= Exercise =
Using the entries that follow, state how many lines contain the word "same". The response is that number and nothing more.

= Extracted entries =
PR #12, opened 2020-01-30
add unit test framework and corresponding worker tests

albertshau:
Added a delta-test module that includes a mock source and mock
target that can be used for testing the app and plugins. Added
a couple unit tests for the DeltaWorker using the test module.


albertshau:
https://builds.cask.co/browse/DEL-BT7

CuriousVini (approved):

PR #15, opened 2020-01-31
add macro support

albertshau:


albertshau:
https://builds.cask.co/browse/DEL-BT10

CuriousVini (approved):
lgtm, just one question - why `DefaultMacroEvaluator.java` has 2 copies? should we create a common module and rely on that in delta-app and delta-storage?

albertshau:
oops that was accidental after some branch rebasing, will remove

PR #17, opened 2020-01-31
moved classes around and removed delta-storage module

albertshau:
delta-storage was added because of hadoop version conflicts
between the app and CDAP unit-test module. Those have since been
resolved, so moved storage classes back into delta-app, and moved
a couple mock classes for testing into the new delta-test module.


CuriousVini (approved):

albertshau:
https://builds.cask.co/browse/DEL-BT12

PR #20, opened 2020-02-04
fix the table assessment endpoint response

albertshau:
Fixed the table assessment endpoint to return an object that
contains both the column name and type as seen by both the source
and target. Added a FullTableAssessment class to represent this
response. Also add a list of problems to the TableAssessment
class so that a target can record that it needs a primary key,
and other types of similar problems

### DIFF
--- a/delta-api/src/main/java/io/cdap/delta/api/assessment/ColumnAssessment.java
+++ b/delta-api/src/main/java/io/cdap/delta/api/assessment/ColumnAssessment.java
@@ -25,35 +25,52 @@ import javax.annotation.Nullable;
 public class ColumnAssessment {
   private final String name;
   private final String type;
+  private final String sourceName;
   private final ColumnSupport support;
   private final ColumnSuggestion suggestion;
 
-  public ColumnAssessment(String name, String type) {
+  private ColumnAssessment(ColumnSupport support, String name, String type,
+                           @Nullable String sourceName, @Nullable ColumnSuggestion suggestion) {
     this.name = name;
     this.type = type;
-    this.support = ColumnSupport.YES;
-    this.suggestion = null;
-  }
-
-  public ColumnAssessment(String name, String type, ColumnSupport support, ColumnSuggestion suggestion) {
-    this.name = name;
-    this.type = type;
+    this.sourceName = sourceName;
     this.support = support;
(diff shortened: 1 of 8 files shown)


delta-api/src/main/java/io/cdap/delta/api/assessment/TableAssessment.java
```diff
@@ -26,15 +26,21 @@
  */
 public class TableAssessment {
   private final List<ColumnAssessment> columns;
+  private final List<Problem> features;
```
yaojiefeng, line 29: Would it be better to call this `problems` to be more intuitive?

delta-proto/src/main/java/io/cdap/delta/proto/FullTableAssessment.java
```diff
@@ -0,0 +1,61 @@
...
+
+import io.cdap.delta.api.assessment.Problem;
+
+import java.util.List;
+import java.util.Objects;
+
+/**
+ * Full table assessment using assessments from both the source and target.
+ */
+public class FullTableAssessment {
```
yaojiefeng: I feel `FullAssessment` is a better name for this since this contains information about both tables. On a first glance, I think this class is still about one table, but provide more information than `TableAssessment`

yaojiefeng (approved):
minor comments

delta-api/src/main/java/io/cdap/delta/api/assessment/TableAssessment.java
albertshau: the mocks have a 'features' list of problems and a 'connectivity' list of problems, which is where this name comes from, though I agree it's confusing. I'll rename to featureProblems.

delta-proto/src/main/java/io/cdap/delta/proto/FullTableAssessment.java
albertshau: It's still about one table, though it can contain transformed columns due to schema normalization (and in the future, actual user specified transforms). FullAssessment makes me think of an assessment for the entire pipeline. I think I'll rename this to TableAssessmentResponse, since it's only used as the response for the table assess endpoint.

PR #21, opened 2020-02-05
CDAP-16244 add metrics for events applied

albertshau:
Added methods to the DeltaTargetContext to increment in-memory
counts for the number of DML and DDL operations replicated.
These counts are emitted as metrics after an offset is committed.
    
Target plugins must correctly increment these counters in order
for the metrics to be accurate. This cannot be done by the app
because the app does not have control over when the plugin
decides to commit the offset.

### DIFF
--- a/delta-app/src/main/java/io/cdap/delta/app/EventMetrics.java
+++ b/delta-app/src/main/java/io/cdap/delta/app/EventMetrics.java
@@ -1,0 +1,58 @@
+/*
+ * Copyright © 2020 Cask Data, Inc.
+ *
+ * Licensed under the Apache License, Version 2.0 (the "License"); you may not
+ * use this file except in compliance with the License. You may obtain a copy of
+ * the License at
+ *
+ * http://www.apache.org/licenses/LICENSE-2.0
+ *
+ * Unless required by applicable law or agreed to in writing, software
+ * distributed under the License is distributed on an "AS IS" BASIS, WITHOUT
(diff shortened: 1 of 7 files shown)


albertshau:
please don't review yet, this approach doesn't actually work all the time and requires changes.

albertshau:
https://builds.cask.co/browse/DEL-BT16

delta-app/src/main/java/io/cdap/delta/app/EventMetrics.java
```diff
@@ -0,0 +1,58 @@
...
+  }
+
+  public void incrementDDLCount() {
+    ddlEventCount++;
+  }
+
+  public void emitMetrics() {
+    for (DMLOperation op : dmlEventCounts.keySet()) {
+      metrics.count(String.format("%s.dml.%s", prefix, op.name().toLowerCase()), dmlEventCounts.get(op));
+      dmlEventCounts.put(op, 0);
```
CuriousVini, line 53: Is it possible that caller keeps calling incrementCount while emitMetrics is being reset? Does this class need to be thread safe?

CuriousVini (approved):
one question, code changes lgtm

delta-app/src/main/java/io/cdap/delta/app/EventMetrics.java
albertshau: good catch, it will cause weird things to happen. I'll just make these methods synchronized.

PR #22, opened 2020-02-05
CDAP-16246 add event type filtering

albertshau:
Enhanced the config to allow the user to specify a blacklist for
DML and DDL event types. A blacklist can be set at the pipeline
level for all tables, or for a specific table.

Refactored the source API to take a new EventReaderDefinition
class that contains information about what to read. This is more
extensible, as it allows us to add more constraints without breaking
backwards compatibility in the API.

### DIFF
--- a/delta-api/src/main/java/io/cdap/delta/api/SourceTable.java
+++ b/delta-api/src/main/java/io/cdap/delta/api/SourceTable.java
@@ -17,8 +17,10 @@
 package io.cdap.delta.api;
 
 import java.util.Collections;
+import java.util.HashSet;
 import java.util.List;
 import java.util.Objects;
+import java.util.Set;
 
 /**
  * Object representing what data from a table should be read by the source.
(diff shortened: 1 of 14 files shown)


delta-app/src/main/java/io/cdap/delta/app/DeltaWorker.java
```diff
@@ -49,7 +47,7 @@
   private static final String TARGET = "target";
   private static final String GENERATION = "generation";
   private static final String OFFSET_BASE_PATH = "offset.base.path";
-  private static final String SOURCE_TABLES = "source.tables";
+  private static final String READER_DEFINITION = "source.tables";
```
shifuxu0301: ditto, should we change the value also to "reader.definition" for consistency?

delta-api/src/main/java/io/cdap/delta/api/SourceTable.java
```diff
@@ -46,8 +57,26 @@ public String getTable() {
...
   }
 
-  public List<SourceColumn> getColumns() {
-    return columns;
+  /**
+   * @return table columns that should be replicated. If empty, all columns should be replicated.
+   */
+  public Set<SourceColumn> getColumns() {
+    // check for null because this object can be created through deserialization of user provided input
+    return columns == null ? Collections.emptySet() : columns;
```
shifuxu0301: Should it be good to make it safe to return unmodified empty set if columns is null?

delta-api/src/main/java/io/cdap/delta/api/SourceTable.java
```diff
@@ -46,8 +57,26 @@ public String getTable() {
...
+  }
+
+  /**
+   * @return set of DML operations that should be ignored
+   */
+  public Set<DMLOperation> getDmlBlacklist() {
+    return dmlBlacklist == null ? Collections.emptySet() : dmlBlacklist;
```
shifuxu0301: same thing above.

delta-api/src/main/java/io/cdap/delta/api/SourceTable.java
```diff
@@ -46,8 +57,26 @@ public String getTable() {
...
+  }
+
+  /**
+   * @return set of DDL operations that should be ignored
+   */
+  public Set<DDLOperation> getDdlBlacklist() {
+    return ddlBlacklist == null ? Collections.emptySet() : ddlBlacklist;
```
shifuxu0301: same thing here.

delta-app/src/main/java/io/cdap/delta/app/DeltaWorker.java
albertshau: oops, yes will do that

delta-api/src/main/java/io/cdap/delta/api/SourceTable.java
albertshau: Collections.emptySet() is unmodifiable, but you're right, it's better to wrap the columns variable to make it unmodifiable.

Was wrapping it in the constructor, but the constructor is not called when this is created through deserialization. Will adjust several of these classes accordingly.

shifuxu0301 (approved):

= Answer box =
2